Как адвокат по уголовным делам, который должен быть хорошо сведущ в тонкостях судебной медицины, мог додуматься до превращения сахара в человеческой крови в этиловый спирт известно, наверное, одному Богу. Если следовать логике Луизелла, то кружка сладкого чая должна быть равноценна рюмке водки, а человеческий организм во всём аналогичен спиртовому заводу. Адвокат порол откровенную чепуху, которая никак не могла помочь его подзащитному.
Это, кстати, был далеко не единственный случай, когда адвокаты начинали опровергать совершенно не то, что действительно следовало опровергнуть. В этом отношении интересными и даже забавными оказались допросы Патрисии Сполдинг и Джоан Гош. И та, и другая являлись важнейшими свидетельницами обвинения, и защита просто обязана была каким-то образом дезавуировать их опознание в Коллинзе того самого молодого человека, с которым Карен Сью Бейнемен уехала из магазина париков. Какой же выход нашёл могучий интеллект Джозефа Луизелла?
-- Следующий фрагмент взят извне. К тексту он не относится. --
PR #18, opened 2011-05-16
JBRULES-2776 Left and Right Unlinking

leogomes:
Hi Guys,

This is the first implementation for the left and right unlinking feature discussed here: http://blog.athico.com/2010/08/left-and-right-unlinking-community.html

I've added a configuration option that allows you to activate it, since by default it's not active.

Comments are welcome.


etirelli:
Applied. Thanks!

PR #20, opened 2011-05-20
JBRULES-3039

ghost:
Remove type arguments before looking for class to avoid
ClassNotFoundException.

Also, make type names and qualified identifiers safe against
invading spaces.


etirelli:
Applied. Thanks.

PR #21, opened 2011-05-22
JBRULES-3045 Avoid ESE after simple syntax errors inside exists CE and not CE

ghost:
JBRULES-3045 Avoid ESE after simple syntax errors inside exists CE and not CE


etirelli:
Patch applied, thanks! Although, I think I need to remove the stack from the parser and use method parameters instead. The stack makes the parser code very fragile and susceptible to bugs.

PR #23, opened 2011-05-27
JBRULES-2940: Knowledge Agent puts all assets in just one package

esteban-aliverti:
- No more @Ignore'd tests


etirelli:
Applied.

PR #28, opened 2011-06-06
JBRULES-2960

esteban-aliverti:
JBRULES-2960: ClassPathResource fails to get last version if the underlying ClassLoader uses a cache.
    - Removed URLClassPathResource
    - ClassPathResource: getInputStream() uses getURL().getStream() instead of classloader.getResourceAsStream()


etirelli:
Applied.

PR #29, opened 2011-06-08
Parser nits

ghost:


etirelli:
Wolfgang, as discussed, I applied the last commit only: https://github.com/laune/drools/commit/22005a6a4129907ff736f0a61244284fd654ca97

PR #30, opened 2011-06-09
Guvnor 1476

joewhite101:
Added ability for DSL to support ~. Includes my unit test and Edson's changes to support ~ character in DSL files.


etirelli:
Applied.

PR #31, opened 2011-06-14
Jbrules 2913

esteban-aliverti:
Edson, the important commit here is 41e93d6f. I think the other commit (ecfa4935) is the duplicated commit you didn't apply from my last pull request. It is still bothering me. 
Please try to apply it again since it shouldn't do any harm. If you can't, then just apply 41e93d6f and I will create a fresh fork of drools.


etirelli:
Esteban, I did applied the commit for the JBRULES-2960 before... your repo is probably out of synch.

I just applied the commit for JBRULES-2913 individually, so I am closing this pull request.

PR #32, opened 2011-06-18
SimpleDateFormat synchronization issue

zenix:
SimpleDateFormat is not thread safe. Synchronized access to it if using static.


triceo:
Please consider pulling this into 5.2.x as well.

etirelli:
Geoffrey, since we have to release in a few hours, I will push this pull request as is. We can later tune this if necessary.

PR #34, opened 2011-06-27
Junit query

ghost:
A simple query that should return all objects fails to do so. Variations depend on the pattern Object() being absent, before or after the query call.


ghost:
Only the last commit should be taken 369433c.

etirelli:
Commit was applied: https://github.com/laune/drools/commit/369433cf94e12eb1df1c5e17d65a5fe9e5a15940

As we discussed, the pull request could not be applied.

PR #740, opened 2016-04-18
- fixing byteman tests for non-oracle-based JDK's

mrietveld:
@baldimir Better late than never.. :)


baldimir:
Hi Marco, do we have similar tests that run on IBM JDK? I know that these tests were never executed on IBM because Byteman, but I want to be sure that we have covered what these tests cover also on IBM JDK.

mrietveld:
@baldimir Thanks for picking this up -- I originally thought that it was impossible to run byteman tests on IBM JDK, but I'm seeing that that's not true. 

I'm currently trying to figure out how to apply the fix @istudens that used in Wildly/EAP: https://issues.jboss.org/browse/AS7-5914

I'll update the PR and add a message letting you know when I've done that.

baldimir:
Great, thanks Marco.

PR #741, opened 2016-04-18
- fixing byteman tests for non-oracle-based JDK's (cherry picked from…

mrietveld:
… commit dcd5ca5f72e1532df261ad83b8d7a40da33f5331)


baldimir:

Адвокат оказался тривиален и очень предсказуем. У Патрисии Сполдинг он спросил, показывали ли ей полицейские фотографии Джона Коллинза до официального опознания последнего (так сказать, "вживую")? Сполдинг ответила утвердительно. Тут Джозеф Луизелл буквально воспарил над залом и патетически воскликнул: "О каком же опознании может идти речь?" Пафос адвоката понять трудно, поскольку сторона обвинения вовсе не делала тайны из этих деталей. Капитан службы шерифа Уилльям Малхолланд, уже упоминавшийся не раз в настоящем очерке, в ходе своих трёхчасовых показаний в суде подробно рассказал о беседе с Гош и Сполдинг и о том, как предъявил им для опознания фотографии 8 молодых мужчин. Обе свидетельницы выбрали без колебаний фотографию Коллинза. То есть адвокат в данном случае ломился, что называется, в открытую дверь. Более того, в подобном предъявлении фотографий предполагаемого подозреваемого нет ничего противозаконного, и подобные действия работников оперативно-розыскных подразделений отнюдь не отменяют последующего опознания обвиняемого в ходе следственных действий.